Run it, goto software, click licenses, and it will show microsoft office and the key.

Edit: Try the demo of everest ultimate.


----------



## G25r8cer

Is the office 07 installed on your pc currently? If so then click the "start button" on word or any office program. Then click "word options" on the botton right. Then click the "resources" tab and then click "about" on the very bottom.


----------



## Sir Travis D

If you're familiar with Office 2007, it is hard to do things normally. They put a "ribbon" layout on it.






To get the file options, read this,

http://word.mvps.org/FAQS/Customization/CustomizeRibbon.htm


----------



## G25r8cer

^^ What does that have to do with getting the key?


----------



## Sir Travis D

Because there's no "Start button"


----------



## cohen

Yes, if it comes preinstalled the company has it as a demo or it is full copy just they don't give you a license key.

But try everest as suggested above.


----------



## remember

To Sir Travis D:

I installed the Everest Ultimate program, clicked on software and then licenses.

The only 2 programs that show are . . 
Microsoft Internet Explorer 7.0.6001.18000	2QBP3- [ TRIAL VERSION ]
Microsoft Windows Vista Ultimate	2QBP3- [ TRIAL VERSION ]

I don't understand why it says trial version, especially since I have the product key for Vista on the bottom sticker of my laptop, but beyond that, I don't understand why Microsoft Office Pro 07 isn't showing.

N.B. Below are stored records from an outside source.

PR #595, opened 2026-06-15
fix: proper display LSP on status bar and improve LSP usage

fals:
## Description

This PR fixes two problems.

1. The LSP was not properly displayed in the status bar, fixed it.

image

2. The harness did bad use of the LSP, whenever editing a file the harness MUST use lsp to diag the files and if it fails reinject the result in to the context to fix the issues. I've been in some loops which the harness kept grep / fail / edit a file that had a problem with closing brackets or parentesis creating waste of tokens and time 🤦🏻 .

image

## Type of Change

- [x] Bug fix
- [ ] New feature
- [ ] Breaking change
- [ ] Documentation update


tautvydasLiekis:
@getkimchi review

fals:
@getkimchi review

src/extensions/lsp.ts
```diff
@@ -45,30 +95,73 @@ export default function (pi: ExtensionAPI) {
...
 
 		// Extract the file path from the tool input
-		const input = event.input as Record<string, unknown>
-		const filePath = (input.file_path ?? input.path) as string | undefined
+		const input = event.input
+		if (typeof input !== "object" || input === null) return
+		const filePath = ((input as Record<string, unknown>).file_path ?? (input as Record<string, unknown>).path) as
+			| string
+			| undefined
 		if (!filePath) return
```
pmateusz: Pi exports typed guards for built-in tool results. Can we use `isReadToolResult`, `isEditToolResult`, and `isWriteToolResult` here instead of manually checking `event.toolName` and then casting `event.input` through `Record<string, unknown>`? That should keep file-path extraction aligned with upstream tool input shapes and reduce the defensive plumbing in this handler.

src/extensions/lsp.ts
```diff
@@ -45,30 +95,73 @@ export default function (pi: ExtensionAPI) {
...
+				const uri = fileToUri(resolved)
+				const entry = client.diagnostics.get(uri)
+				const diags = entry?.diagnostics ?? []
+				if (diags.length > 0) {
+					const lines = diags.map((d) => formatDiagnostic(d))
+					const relativePath = path.relative(cwd, resolved)
+					const intro = effectiveUi
+						? `${effectiveUi.theme.fg("error", " LSP diagnostics:")} \`${relativePath}\`\n${lines.join("\n")}`
+						: `[LSP diagnostics for ${relativePath}]\n${lines.join("\n")}`
+					await pi.sendUserMessage(intro, { deliverAs: "steer" })
```
pmateusz: I would rather not send this as a visible user message. This looks like internal tool feedback, so a hidden custom message is a better fit, e.g. `pi.sendMessage({ customType: "lsp_diagnostics", content, display: false }, { deliverAs: "steer" })`. Please keep the content plain text as well, without `theme.fg(...)`, since this goes into model context rather than just terminal rendering.

src/extensions/lsp.ts
```diff
@@ -45,30 +95,73 @@ export default function (pi: ExtensionAPI) {
...
+			if (event.toolName === "read") {
+				// File was only read, not modified — just ensure LSP has it open
+				await ensureFileOpen(client, resolved)
+			} else {
+				await refreshFile(client, resolved)
+				// Wait for diagnostics to arrive, then inject them as a user steer message.
+				// LSP servers (especially TypeScript) need time to parse and type-check after edits.
+				// waitForDiagRefresh cancels any previous pending refresh so only the latest edit
+				// triggers a status-bar update.
+				await waitForDiagRefresh(2000)
```
pmateusz: This fixed 2s sleep is going to hurt both runtime responsiveness and tests. Can we wait for the LSP `textDocument/publishDiagnostics` notification for this URI instead, with 2s only as a deadline? The client already handles `publishDiagnostics`, so it could expose something like `waitForDiagnostics(client, uri, { signal, timeoutMs })` and resolve as soon as fresh diagnostics arrive.

Sketch:

```ts
await refreshFile(client, resolved)

const uri = fileToUri(resolved)
const gotDiagnostics = await waitForDiagnostics(client, uri, {
  signal: combinedSignal,
  timeoutMs: 2000,
})
if (!gotDiagnostics) return

const entry = client.diagnostics.get(uri)
```

`ctx.signal` should be wired in for user/session aborts, and a local `AbortController` should still handle superseded edits because we cannot abort `ctx.signal` ourselves when a newer edit arrives.

src/components/footer.ts
```diff
@@ -433,6 +443,18 @@ export class StatsFooter implements Component {
...
 
+	private lspSegment(): Segment | null {
+		const lspStatus = this.footerData.getExtensionStatuses().get("lsp")
+		if (!lspStatus) return null
+		// Style "LSP:" as dimmed label, server names as accent
+		const colonIdx = lspStatus.indexOf(":")
+		if (colonIdx === -1) return { id: "lsp", text: this.accent(lspStatus), width: visibleWidth(lspStatus) }
+		const label = this.dim(lspStatus.slice(0, colonIdx + 1))
+		const names = this.accent(lspStatus.slice(colonIdx + 1).trim())
+		const text = `${label}${names}`
```
pmateusz: This trims the text after the colon and concatenates it directly, so `LSP: typescript-language-server` renders as `LSP:typescript-language-server`. Please preserve or reinsert the space between the dimmed label and accent value.

src/extensions/lsp.test.ts
```diff
@@ -0,0 +1,885 @@
...
+		const fakeClient = makeClient()
+		vi.mocked(clientMod.getOrCreateClient).mockResolvedValue(fakeClient as never)
+		const pi = makePi()
+		lspExtension(pi)
+		await pi.fireSessionStart()
+		await pi.fireToolResult({ toolName: "write", isError: false, input: { path: "/project/a.ts" } })
+		expect(clientMod.refreshFile).toHaveBeenCalledWith(fakeClient, "/project/a.ts")
+	})
+
+	it("updates status bar with diagnostic count after edit", async () => {
```
pmateusz, line 463: These unit tests currently pay the real diagnostic delay; in the targeted run, the three `tool_result` tests add about 6 seconds. Once the production code waits on a diagnostics notification/deadline, can these tests drive that path deterministically instead of sleeping wall-clock time? Fake timers or a mocked `waitForDiagnostics` helper would keep the debounce/timeout behavior covered without slowing every test run.

src/extensions/lsp.ts
fals: reworked as requested

src/extensions/lsp.ts
fals: yeah reworked thanks

src/extensions/lsp.ts
fals: The 2 sec is a deadliner only it replied as soon as LSP returns as JS, TS sucks and takes type-check time. I reworked let me know if is good enough now.

src/extensions/lsp/client.ts
```diff
@@ -404,3 +422,79 @@ export async function refreshFile(client: LspClient, filePath: string): Promise<
...
+ * current `client.diagnosticsVersion`. This handles the race where a
+ * publishDiagnostics arrives between `refreshFile` and this call.
+ */
+export function waitForDiagnostics(
+	client: LspClient,
+	uri: string,
+	options: { signal?: AbortSignal; timeoutMs: number },
+): Promise<boolean> {
+	const { signal, timeoutMs } = options
+	const baseline = client.pendingDiagBaseline.get(uri) ?? client.diagnosticsVersion
```
pmateusz: This is close, but I think there is still a race: if `publishDiagnostics` arrives after `refreshFile()` returns and before `waitForDiagnostics()` registers its waiter, this will wait until the deadline even though fresh diagnostics are already available.

Can `waitForDiagnostics` return `true` immediately when the URI already has fresh diagnostics past the refresh baseline? Sketching the shape I mean:

```ts
export function waitForDiagnostics(
	client: LspClient,
	uri: string,
	options: { signal?: AbortSignal; timeoutMs: number },
): Promise<boolean> {
	const { signal, timeoutMs } = options
	const hasRefreshBaseline = client.pendingDiagBaseline.has(uri)
	const baseline = hasRefreshBaseline ? client.pendingDiagBaseline.get(uri)! : client.diagnosticsVersion

	const clearBaseline = () => {
		if (hasRefreshBaseline) client.pendingDiagBaseline.delete(uri)
	}

	// publishDiagnostics may have arrived after refreshFile() resolved but before
	// this waiter was registered. In that case, use the already-observed fresh
	// diagnostics instead of waiting for another notification or the deadline.
	if (hasRefreshBaseline && client.diagnosticsVersion > baseline && client.diagnostics.has(uri)) {
		clearBaseline()
		return Promise.resolve(true)
	}

	return new Promise<boolean>((resolve) => {
		let settled = false
		const finish = (result: boolean) => {
			if (settled) return
			settled = true
			clearTimeout(timer)
			signal?.removeEventListener("abort", onAbort)
			clearBaseline()
			const waiters = client.diagnosticWaiters.get(uri)
			if (waiters) {
				waiters.delete(waiter)
				if (waiters.size === 0) client.diagnosticWaiters.delete(uri)
			}
			resolve(result)
		}

		const waiter: DiagnosticWaiter = {
			snapshot: baseline,
			resolve: () => finish(true),
		}
		const onAbort = () => finish(false)
		const timer = setTimeout(() => finish(false), timeoutMs)

		if (signal?.aborted) return finish(false)
		signal?.addEventListener("abort", onAbort, { once: true })

		let waiters = client.diagnosticWaiters.get(uri)
		if (!waiters) client.diagnosticWaiters.set(uri, (waiters = new Set()))
		waiters.add(waiter)
	})
}
```

The important parts are the immediate `diagnosticsVersion > baseline` check and clearing `pendingDiagBaseline` on success, timeout, and abort, so a stale baseline cannot make a later call look fresh.

pmateusz (approved):

src/extensions/lsp.ts
fals: I reworked a bit more let me know if it is enough

PR #601, opened 2026-06-15
fix(permissions): strip thinking blocks before parsing classifier output

josemonteiro:
Fixes `parseClassifierOutput` to strip inline reasoning blocks from raw model output before extracting the JSON verdict, preventing parsing failures when reasoning models emit `<thinking>` ,`<think>` or <mm:think>` tags.

### Why
Reasoning models such as minimax-m2.7 (via the anthropic-messages adapter) inline their thinking prose using `<think>` / `<thinking>` delimiters. This prose often contains `{` and `}` characters when the model reasons about the JSON shape it will emit, which causes the naive `indexOf('{')` / `lastIndexOf('}')` extractor to capture the wrong braces and return null.

### Key changes
- `src/extensions/permissions/classifier.ts`: Added `stripThinking()` to remove `<think>` / `<thinking>` / `<mm:think>` blocks and their contents before passing the raw string to `extractJsonObject`.
- `src/extensions/permissions/classifier.ts`: `stripThinking()` returns an empty string when a thinking tag is opened but not closed, ensuring the existing unparseable-output fallback (`requires-confirmation`) still fires for truncated reasoning.
- `src/extensions/permissions/classifier.test.ts`: Added tests for closed thinking blocks, the alternate `<thinking>` delimiter, braces inside thinking text, and unclosed thinking tags.

### Impact
- Eliminates false `unparseable` results caused by brace characters inside model reasoning text.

I see in the Windows Start orb, under all programs, that I have Access, Excel, Outlook, Powerpoint, Publisher, Word and Tools all installed.

This is very frustrating. Is there anything else I can do?

To g25racer:
I did what you said, but underneath "Product ID" in the About Microsoft Office Word Window, there is no 25 digit key. 

Am I screwed? Well, at least you guys tried to help me. If anybody has anymore suggestions, please let me know. I always say I am never going to buy ever again from Dell everytime they piss me off, but this time I mean for both Dell and Microsoft. Is there any other way to get this to work?


----------



## cohen

Might be something in the registry, but i wouldn't know where to look.


----------



## porterjw

Not sure if this is against Forum Policy, but I don't think it is, so... http://magicaljellybean.com/keyfinder/

Mods please remove link if it is in-fact a no-no.


----------



## johnb35

remember said:


> To Sir Travis D:
> 
> I installed the Everest Ultimate program, clicked on software and then licenses.
> 
> The only 2 programs that show are . .
> Microsoft Internet Explorer 7.0.6001.18000	2QBP3- [ TRIAL VERSION ]
> Microsoft Windows Vista Ultimate	2QBP3- [ TRIAL VERSION ]
> 
> I don't understand why it says trial version, especially since I have the product key for Vista on the bottom sticker of my laptop, but beyond that, I don't understand why Microsoft Office Pro 07 isn't showing.
> 
> I see in the Windows Start orb, under all programs, that I have Access, Excel, Outlook, Powerpoint, Publisher, Word and Tools all installed.
> 
> This is very frustrating. Is there anything else I can do?
> 
> To g25racer:
> I did what you said, but underneath "Product ID" in the About Microsoft Office Word Window, there is no 25 digit key.
> 
> Am I screwed? Well, at least you guys tried to help me. If anybody has anymore suggestions, please let me know. I always say I am never going to buy ever again from Dell everytime they piss me off, but this time I mean for both Dell and Microsoft. Is there any other way to get this to work?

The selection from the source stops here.